Descripción del proyecto
Formal language theory is indisputably one of the most successful theories in theoretical computer science with many applications in such fields as formal verification, programming languages, and databases, to name a few. Despite this, the standard restriction to finite alphabets has been a limiting factor in the applicability of the theory in various important application domains, wherein sequences with data (i.e. ranging over an infinite domain like the set of integers and the set of strings) naturally arise. This has motivated an extensive study of automata over infinite alphabets in the last three decades, which aims to develop algorithms for analyzing data languages. It was, however, quickly realized that permitting anything but the simplest data reasoning results in undecidability for the most fundamental models in the theory. Given the growing practical needs for tools for reasoning about sequences with data, it is crucial that we break through this undecidability barrier.

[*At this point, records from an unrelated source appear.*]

PR #1878, opened 2024-06-28
Add LuaAutorunPath, LuaCommandPath and LuaRequirePath settings.

nat-goodspeed:
Remove AutorunLuaScriptName and the `LLLUAmanager::runScriptOnLogin()` method that checked it.

Instead, iterate over LuaAutorunPath directories at viewer startup, iterate over *.lua files in each and implicitly run those.

Make require() implementation honor LuaRequirePath.

I wasn't intending to implement LuaCommandPath in this PR.

### DIFF
--- a/indra/llcommon/lua_function.h
+++ b/indra/llcommon/lua_function.h
@@ -118,11 +118,12 @@ private:
 *   LuaPopper
 *****************************************************************************/
 /**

The aim of the project is to overcome the current undecidability barrier in extending automata theory over infinite alphabets with complex data reasoning. The first concrete objective is, thus, to identify new decidable logic/automata models for data languages that permit complex data reasoning over various data domains (e.g. integer linear arithmetic, real-closed fields, string constraints, etc.), and to develop efficient algorithms for analyzing them. In addition to making fundamental theoretical contributions in automata theory
over infinite alphabets, I also aim to address the current practical needs for tools for reasoning about sequences.
Thus, the second objective of the project is to transfer new algorithmic insights to the following important application
domains:
(1) querying graph databases, (2) verification of list-manipulating programs, and (3) interpretable machine learning for sequences.